Project 2: pb-lite: Boundary Detection
CS 143: Introduction to Computer Vision

Overview

In this project, we develop a simple version of pb, which is well documented by the Berkeley Vision group over the years. Our method is based on the latest paper. We simply combine feature strength to form probability values and use canny edge detection to allow for thinned contours. This naive algorithm works decently well, beating baselines usings Sobel and Canny edge detection. Evaluation is carried out against human annotations (ground truth) from a subset of the Berkeley Segmentation Data Set 500 (BSDS500)


Details

Texton Map

Traditional edge detection algorithms are sensitive to intensity changes, but fail to reason about a higher level grouping of textures. For each image, we cluster filter responses to form a texton image (shown below), and compute texture features to avoid putting boundaries in textured regions.

input image
texton image

While a texton image does not directly leave an impression of edges, the distribution of different shades of grey in a local neighborhood carries information regarding textures, which can be useful towards boundary detection.

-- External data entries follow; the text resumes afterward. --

PR #1585, opened 2023-10-04
feat: add `tsConfig` property to `listFunctions` output

eduardoboucas:
#### Summary

Adds two additional properties to the return value of the `listFunctions` method:

- `inputModuleFormat`: Contains `cjs` or `esm` based on the syntax we detect during the static analysis stage. This is the module format that was used to author the files, which may differ from the module format used in the output file (e.g. a TypeScript file with ESM syntax may emit a CJS file)

- `tsConfig`: If the function entry point is a TypeScript file using the V2 API, we'll output a `tsConfig` property containing the path to the `tsconfig.json` that was loaded, as well as the full resolved config (including resolved `extends`)


src/runtimes/node/in_source_config/index.ts
```diff
@@ -8,22 +8,27 @@ import { getRoutesFromPath, Route } from '../../../utils/routes.js'
...
 
 export type ISCValues = {
-  invocationMode?: InvocationMode
   routes?: Route[]
-  runtimeAPIVersion?: number
   schedule?: string
   methods?: string[]
 }
 
+export interface StaticAnalysisResult extends ISCValues {
```
eduardoboucas, line 26: We were using the term "ISC" to contain properties that are not part of the in-source configuration spec, like `invocationMode` or `runtimeAPIVersion`. They were grouped together because we extract both those properties _and_ the ISC properties using the same static analysis step, but functionally they are different things.

So now we have a `ISCValues` type that holds just the in-source configuration properties, and a `StaticAnalysisResult` that holds those plus some additional metadata properties we'll extract using the static analysis mechanism.

A big part of this diff is just renaming ISC-related terms to a more generic "static analysis result".

src/utils/cache.ts
```diff
@@ -13,18 +13,25 @@ interface NFTCache {
...
   lstatCache: LstatCache
+
   // Cache fs.readdir() calls
   readdirCache: ReaddirCache
+
   // NFT cache, which should not be used in zisi and only supplied to NFT
   // this cache shares the file cache with zisi
   nftCache: NFTCache
 
+  // Used by `get-tsconfig` for caching the retrieval of `tsconfig.json` files
```
lukasholzer, line 27: NIT: class properties should always be annotated with JSDoc to benefit from this documentation in the IntelliSense when you use it with `this.tsConfigCache`

src/runtimes/node/parser/exports.ts
```diff
@@ -8,21 +8,37 @@ import type {
...
+/**
+ * Traverses a list of nodes and returns:
+ *
+ * 1. Named `config` object export
+ * 2. Default function export
+ * 3. Named `handler` function exports
+ * 4. The module format syntax used in the file: if any `import` or `export`
+ *    declarations are found, this is ESM; if not, this is CJS
+ */
+export const traverseNodes = (nodes: Statement[], getAllBindings: BindingMethod) => {
```
lukasholzer, line 25: 😍

src/runtimes/node/parser/exports.ts
```diff
@@ -8,21 +8,37 @@ import type {
...
   let configExport: Record<string, unknown> = {}
   let defaultExport: ExportDefaultDeclaration | undefined
+  let inputModuleFormat: ModuleFormat = MODULE_FORMAT.COMMONJS
 
   nodes.forEach((node) => {
+    if (
+      node.type === 'ImportDeclaration' ||
+      node.type === 'ExportNamedDeclaration' ||
+      node.type === 'ExportDefaultDeclaration' ||
+      node.type === 'ExportAllDeclaration'
```
lukasholzer, line 37: oh, this looks a little bit brittle to me is this the AST from esbuild? – according to the naming I think it is an acorn AST. Are there enums for the values?

But can we define the inputModule format to ESM based on that? Whats about typescript or is this already the transpiled code we are parsing here?

lukasholzer (approved):
Looks good to me – hard to understand the full context often as the codebase lacks a lot of documentation sadly on what properties are or what they should do

src/runtimes/node/parser/exports.ts
eduardoboucas: > oh, this looks a little bit brittle to me is this the AST from esbuild? – according to the naming I think it is an acorn AST. Are there enums for the values?

esbuild doesn't expose an AST. This is from Babel, as you can see here: https://github.com/netlify/zip-it-and-ship-it/blob/d98dd20825b80d78c6ff0e5c4f2b51c7117d6af5/src/runtimes/node/parser/index.ts#L4.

One drawback is that we are using a fixed number of clusters (textons) when running k-means, this assumes a uniform complexity for all images, which is undesirable. A better model should be flexible enough to fit and handle arbitrary number of textons, however many needed.

Computing tg and bg

The gradient computation involves building histograms over half-discs at a given orientation and scale. This step can be done efficiently using a filtering operation in MATLAB. First we create a binary image where the things we would like to count are turned to ones, and the rest zeros. Then by convolving filters/masks that look like half-discs, we can aggregate the count over the whole image in one statement, allowing this whole procedure to be done by 3 nested for-loops below:

%initialize gradient variable
g=cell(...,...);
%loop thru each filter
for each orientation o
    for each scale s
        curr_g=zeros(...,...);
        %update each bin count
        for each bin b
            curr_im=single((im_r>=binvals(b)) & (im_r<binvals(b+1)));
            left=conv2(curr_im,masks{i,j,1},'same','symmetric');
            right=conv2(curr_im,masks{i,j,2},'same','symmetric');
            curr_g=curr_g+(left-right).^2./(left+right+eps);
        end
        g{i,j}=curr_g*.5;
    end
end

A faster solution could be using integral image, as documented in the appendix in the 2011 PAMI paper.

Output pb-lite

As shown below, a simple mean of the tg+bg values per pixel suppresses textures and highlights boundaries. This suggests that the tg and bg features should basically be proportional to pb, so a simple mean of the feature values can be a decent boundary strength indicator. Below are some visualizations of the feature strengths:

input image
feature strength image

An interesting thing to note is that a naive binning for brightness gradient yields artifacts in smooth regions (above left). This is because while brightness values does not change much in magnitude, it has a decent chance of crossing from one bin to another. This suggests that some clustering in intensity space or softer binning would be preferred.

More Results:

input image
canny edge detection
pb-lite
gpb

input image
canny edge detection
pb-lite
gpb

input image
canny edge detection
pb-lite
gpb

input image
canny edge detection
pb-lite
gpb

input image
canny edge detection
pb-lite
gpb

input image
canny edge detection
pb-lite
gpb

input image
canny edge detection
pb-lite
gpb

input image
canny edge detection
pb-lite
gpb

input image
canny edge detection
pb-lite
gpb

input image
canny edge detection
pb-lite
gpb

Results

The evaluation is done using all 200 test images from the BSDS500 dataset. Here I show the precision-recall curve as well as the F-measure computed using their benchmark code.
Precision-Recall curve for 200 test images in BSDS500
Boundary
ODS: F( 0.69, 0.57 ) = 0.62   [th = 0.10]
OIS: F( 0.67, 0.62 ) = 0.64
Area_PR = 0.54
ODS stands for optimal dataset scale; OIS stands for optimal image scale. The ODS F-measure corresponds to the most outward point on the PR curve plotted. The OIS generally reports a better performance, because the F-measure is computed by aggregating per-image counts that correspond to those that give the best F-measure for each image.